Long-Term Accumulation of Metals in the Skeleton as Related to Osteoporotic Derangements

[ Vol. 27 , Issue. 40 ]


Geir Bjørklund*, Lyudmila Pivina, Maryam Dadar, Yuliya Semenova, Salvatore Chirumbolo and Jan Aaseth   Pages 6837 - 6848 ( 12 )


The concentrations of metals in the environment are still not within the recommended limits as set by the regulatory authorities in various countries because of human activities. They can enter the food chain and bioaccumulate in soft and hard tissues/organs, often with a long half-life of the metal in the body. Metal exposure has a negative impact on bone health and may result in osteoporosis and increased fracture risk depending on concentration and duration of metal exposure and metal species.
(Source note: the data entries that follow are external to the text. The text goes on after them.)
Issue #1582, opened 2022-02-01
refactor AddSelect custom filter


davidmenendez:
the current implementation for custom filtering is off and needs to be redone. currently it requires the user to maintain the state, but they should only need to provide the component with a filtering function.

PR #1583, opened 2022-02-01
fix(AddSelect): refactor custom filter and init navigation

davidmenendez:
Contributes to #1582 

* the code now checks for a `children` attribute in the items array to distinguish the hierarchy of the list and adds a chevron to indicate that you can drill down further. just the start of the implementation as this PR shifted focus while I was working on this.
* i refactored the way the search filter work and how custom filtering works. now it appropriately uses a hook to filter the data and now the user only needs to provide a filter function instead of maintaining the state. clearly the initial implementation was done hastily on my part. this should represent a more polished version.

### DIFF
--- a/packages/cloud-cognitive/src/components/AddSelect/AddSelect.js
+++ b/packages/cloud-cognitive/src/components/AddSelect/AddSelect.js
@@ -5,7 +5,7 @@
 // LICENSE file in the root directory of this source tree.
 //
 
-import React, { forwardRef, useState, useEffect } from 'react';
+import React, { forwardRef, useState } from 'react';
 import PropTypes from 'prop-types';
 import cx from 'classnames';
 import {
@@ -56,25 +56,9 @@ export let AddSelect = forwardRef(
     };
 
     // hooks
-    const [filteredItems, setFilteredItems] = useState([]);
     const [singleSelection, setSingleSelection] = useState('');
     const [multiSelection, setMultiSelection] = useState([]);
     const [searchTerm, setSearchTerm] = useState('');
-
-    // filter items as a search term is entered
-    useEffect(() => {
-      const results = searchTerm
-        ? items.filter((item) => {
-            // if user provides their own filter function use that
-            if (onSearchFilter) {
-              return onSearchFilter(item, searchTerm);
-            }
-            // otherwise use the default label filter
-            return item.label.includes(searchTerm);
-          })
-        : items;
-      setFilteredItems(results);
-    }, [items, onSearchFilter, searchTerm]);
 
     // handlers
     const handleSearch = (e) => {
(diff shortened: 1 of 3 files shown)


packages/cloud-cognitive/src/components/AddSelect/AddSelect.js
```diff
@@ -55,17 +56,32 @@ export let AddSelect = forwardRef(
...
+    const [filteredItems, setFilteredItems] = useState([]);
     const [singleSelection, setSingleSelection] = useState('');
     const [multiSelection, setMultiSelection] = useState([]);
     const [searchTerm, setSearchTerm] = useState('');
 
+    // save items locally
+    useEffect(() => {
+      setFilteredItems(items);
+    }, [items]);
+
```
dcwarwick, line 68: I'm a bit wary of having two useEffects both of which call 'setFilteredItems'. They are both dependent on `items`, and if `items` changes I don't think we can be certain which order the hooks will run in. This could mean that when there is a filter in effect, programmatically changing the set of items causes the filtering to be temporarily "lost" if the second useEffect triggers first (applying filtered items) but then this one triggers second, applying the unfiltered items list.

I think it might be safer to just have the second useEffect, and make sure that if there is no `searchTerm` set then results is just set equal to the unfiltered items. Then that hook is responsible for making sure the list is set, filtered or unfiltered.

packages/cloud-cognitive/src/components/AddSelect/AddSelect.js
```diff
@@ -55,17 +56,32 @@ export let AddSelect = forwardRef(
...
+    // filter items as a search term is entered
+    useEffect(() => {
+      const results = items.filter((item) => {
```
dcwarwick, line 71: So something along the lines of 
```
      const results = searchTerm ? items.filter((item) => { ... }) : items;
```

packages/cloud-cognitive/src/components/AddSelect/AddSelect.js
davidmenendez: ahh yes i see what you mean. yes that does sound like a good solution.

davidmenendez:
@dcwarwick changes made

dcwarwick (approved):
LGTM, thanks

davidmenendez:
sorry @dcwarwick i made additional changes. after looking at this for a bit i realized i made mistake with this implementation. i thought i needed to keep the items in state, but then i realized that that was completely unnecessary and is react anti-pattern. since the user provides the items we don't need to track it and only need to worry about filtering it, so i removed the extraneous state management and now the filtering will happen normally during render. you can see these changes in the last commit https://github.com/carbon-design-system/ibm-cloud-cognitive/pull/1583/commits/def7ac94322a08e27ab803c215474e798367ea71

matthewgallo (approved):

Bones are a long-term repository for lead and some other metals, and may approximately contain 90% of the total body burden in birds and mammals. The present review focuses on the most common metals found in contaminated areas (mercury, cadmium, lead, nickel, chromium, iron, and aluminum) and their effects on bone tissue, considering the possibility of the long-term bone accumulation, and also some differences that might exist between different age groups in the whole population.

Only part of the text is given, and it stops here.